Science and Nature Mix in ‘Passengers’ Production Design

Guy Hendrix Passengers Production Designer
Courtesy of Columbia Pictures

The challenge: design a massive spacecraft that can transport thousands of hibernating passengers on a 120-year journey across the vastness of space. Production designer Guy Hendrix Dyas embraced the project head-on, visualizing and then building the ship — and earning an Oscar nomination for his work.

His creation merged scientific theory, aerodynamic principles, modern architecture, innovative lighting design, and the fanciful beauty of nature. For the job, Dyas leaned on his industrial design background. Applying the principals of wind turbines, he sketched out a vision prior to his first meeting with director Morten Tyldum.

Reflecting on scientific works he’d read about that involved spaceships sling-shooting through the universe, he imagined a vehicle constantly spinning to create its own gravity, with a
proboscis and outer limbs, and the grace of the Northern California sycamore he observed while designing “Steve Jobs.”

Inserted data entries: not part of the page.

PR #42219, opened 2026-09-06
feat(cli): run skill, plugin and MCP tools through the daemon

dgrr:
## Prompt / plan

`assistant tools list` shows `mcp__<server>__<tool>`; `assistant tools run` on
the same name answers "Unknown tool" one line later. `tools run file_list`
works, so it looks like the runner filters by source.

It doesn't. The two commands read different registries. `tools list` is IPC and
asks the daemon, whose registry holds the skill, plugin, and MCP tools
registered over its lifetime. `tools run` resolved the name in its own
short-lived process, where `initializeTools()` loads core built-ins and
workspace tools and nothing else. Both `tools-run.ts` and `tools.help.ts`
documented this as intended.

Adds a `tools_run_post` route calling the same `runToolStandalone` the CLI used
to call directly, and points the command at it.

- Falls back to in-process when no daemon answers, so a core tool still runs
  while the assistant is asleep.
- A daemon-side *error* is reported, never retried locally: the local registry
  is a strict subset, so a retry would answer a real failure with "Unknown tool"
  for exactly the tools this path exists to reach. `cliIpcCall` gains a
  `notConnected` flag so that isn't decided by matching an error string.
- Permissions don't move. Both paths go through `runToolStandalone`
  (`isInteractive: false`, `trustClass: "unknown"`): low-risk tools execute,
  anything prompt-gated is denied in the result. Reaching a bigger registry is
  not reaching more permitted actions.
- Route is `settings.write` + `LOCAL_PRINCIPALS`, matching `oauth_disconnect`.
  Nothing remote should drive tool execution outside a conversation.
- IPC timeout derives from `timeouts.toolExecutionTimeoutSec`; the default 60s
  call timeout sits under the 120s tool cap, so a slow tool would otherwise be
  abandoned just before the daemon answered.
- `tools run` keeps its existing `medium` risk in the gateway command registry.

## Test plan

- `src/runtime/routes/__tests__/tools-run-route.test.ts` (new): runs the named
  tool, defaults an omitted input, 404 (not 500) on an unregistered name, 400
  before anything runs on bad input, and a guard that the policy stays
  local-principal + `settings.write`.
- `src/cli/commands/__tests__/tools-run.test.ts` (new): daemon path never
  touches the local registry; `notConnected` falls back; a daemon-side error
  throws instead of retrying locally.
- `bun run lint`, `bun run lint:unused`, `bunx tsc --noEmit`,
  `bun run generate:openapi -- --check`, `bun run test`: 2383 files pass.
- Not verified against a live MCP server.

## CLI verb checklist

- [x] The route's verb is the existing `assistant tools run`, which this PR
      rewires to it. No new verb needed.

### DIFF
--- a/assistant/src/cli/commands/tools-run.ts
+++ b/assistant/src/cli/commands/tools-run.ts
@@ -2,17 +2,31 @@
  * `assistant tools run <name>` — execute a single registered tool directly,
  * outside the agent loop.
  *
- * This is a `local`-transport subcommand: it runs the tool in-process from the
- * filesystem (no daemon, no IPC), via {@link runToolStandalone}. It covers the
- * tools the registry loads from the filesystem (core built-ins and workspace
- * tools); skill / plugin / MCP tools that a running daemon registers over its
- * lifecycle are not visible here.
+ * Runs through the daemon when one is up, because the tool registry is
+ * per-process: skill, plugin, and MCP tools are registered in the daemon over
+ * its lifetime and exist nowhere else. Resolving the name in this short-lived
+ * CLI process instead would reach only what the registry loads from the
+ * filesystem (core built-ins and workspace tools), which is why
+ * `assistant tools list` could show `mcp__*` tools that `tools run` then
+ * rejected as unknown.
+ *
+ * With no daemon reachable it falls back to running in-process, so scripts that
+ * only need a core tool keep working while the assistant is asleep. The
+ * fallback is taken only when the socket is absent or refuses the connection;
+ * a daemon that answered with an error is reported, never retried locally
+ * against a smaller registry.
+ *
+ * Permissions are identical on both paths ({@link runToolStandalone} sets them
+ * either way): non-interactive and non-guardian, so read-only / low-risk tools
+ * execute and anything that would prompt is denied in the result.
  */
 
 import { readFileSync } from "node:fs";
 
 import type { Command } from "commander";
 
+import { cliIpcCall } from "../../ipc/cli-client.js";
+import type { StandaloneToolResult } from "../../tools/run-standalone.js";
 import { subcommand } from "../lib/cli-command-help.js";
 
 /**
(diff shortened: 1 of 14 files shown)


assistant/src/cli/commands/tools-run.ts
```diff
@@ -2,17 +2,31 @@
...
+ * Permissions are identical on both paths ({@link runToolStandalone} sets them
+ * either way): non-interactive and non-guardian, so read-only / low-risk tools
+ * execute and anything that would prompt is denied in the result.
  */
 
 import { readFileSync } from "node:fs";
 
 import type { Command } from "commander";
 
+import { cliIpcCall } from "../../ipc/cli-client.js";
```
dvargasfuertes, line 28: > tools list is IPC and
asks the daemon, whose registry holds the skill, plugin, and MCP tools
registered over its lifetime. tools run resolved the name in its own
short-lived process, where initializeTools() loads core built-ins and
workspace tools and nothing else. Both tools-run.ts and tools.help.ts
documented this as intended

We actually want to move more in the _opposite_ direction, where the assistant is more and more capable of running commands in its own standalone process instead of needing to phone home to the daemon. The reason for this is bc of the single threaded nature of typescript, phoning home to the daemon adds more congestion to a process that is already quite sensitive to congestion (orchestrates conversations, returns health checks, etc)

This might be tricky to fully nail, so happy to give more guidance here or even take over if interested. I understand the core steps to solve is:
- `assistant tools list` -> returns an mcp tool
- `assistant tools run <mcp tool>` -> expect to work, currently not found

dgrr: yes, so I honestly have no clue about any of this. I just asked claude to be able to use mcp tools in the background.
I did built assistants before but I was just trying out vellum. So I'll tell you what my intentions are:
I just want to be able to tell vellum `hey monitor my email which is connected through an mcp server every 15 minutes and notify me when something important comes up`, and vellum should be able to. But it is not. I even try to ask vellum to just monitor something every now and then and send me a notification, but again it is not able to.
This behavior is disappointing, I just told claude to fix it and this it what it came up with. I didn't even try to understand the code, I only know Rust, Go and C++. I have no clue of frontend or typescript or whatever-script.
But I am willing to give ideas to improve the product :)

His next step was to ensure that Tyldum and the studio were on board.

“They were radical notions,” Dyas admits, “and I got some wide and worried eyes from Sony.”

In the end, his concept was greenlit. For the first 10 weeks of pre-production, Dyas worked with art directors, illustrators, and set designers to refine the structure inside and out, presenting 3D renderings and technical drawings on trace paper. The next 10 weeks were spent on a Pinewood Atlanta Studios soundstage, where he and his crew built out the various sets.

Dyas worked with art director Luke Freeborn and supervising art director David Lazan. Also on the team: construction coordinator Robert Blackburn, whose department and cutting tools were able to create exact matches to the technical drawings. With 64 metallic colors to layer on the finishes, Dyas put his trust in lead paint supervisor Christopher Woodworth, who provided automotive-quality paint finishes on top of wood.

The ship’s heart and spine had a NASA-esque compartmental organization, and was built with stainless steel. But Dyas also explored multiple color palettes, and he was thrilled to break away from the traditional model of a silver spaceship.

“It became a unique opportunity to introduce colors,” he says. “I tried to project moods without knocking you over the head.”

For example, Dyas designed the ship’s bar to be an inviting sanctuary that anyone would visit repeatedly, despite it being manned by a robot bartender, played by Michael Sheen. The design is inspired by 1920s architecture, and features warm reds and golds.

Lighting also played a major role in creating the colors — including the despondent blue of the natatorium and the antiseptic creams of some of the interiors. To develop unique lighting for all these areas, Dyas worked with DP Rodrigo Prieto.

Of all the film’s design challenges, Dyas most enthusiastically embraced the green-themed scene at the film’s conclusion. Inspired by 1972’s “Silent Running,” the elaborate design included robot greensmen, irrigation, and even a cabin in the woods. There were some vfx extensions, but everything else in the build was real.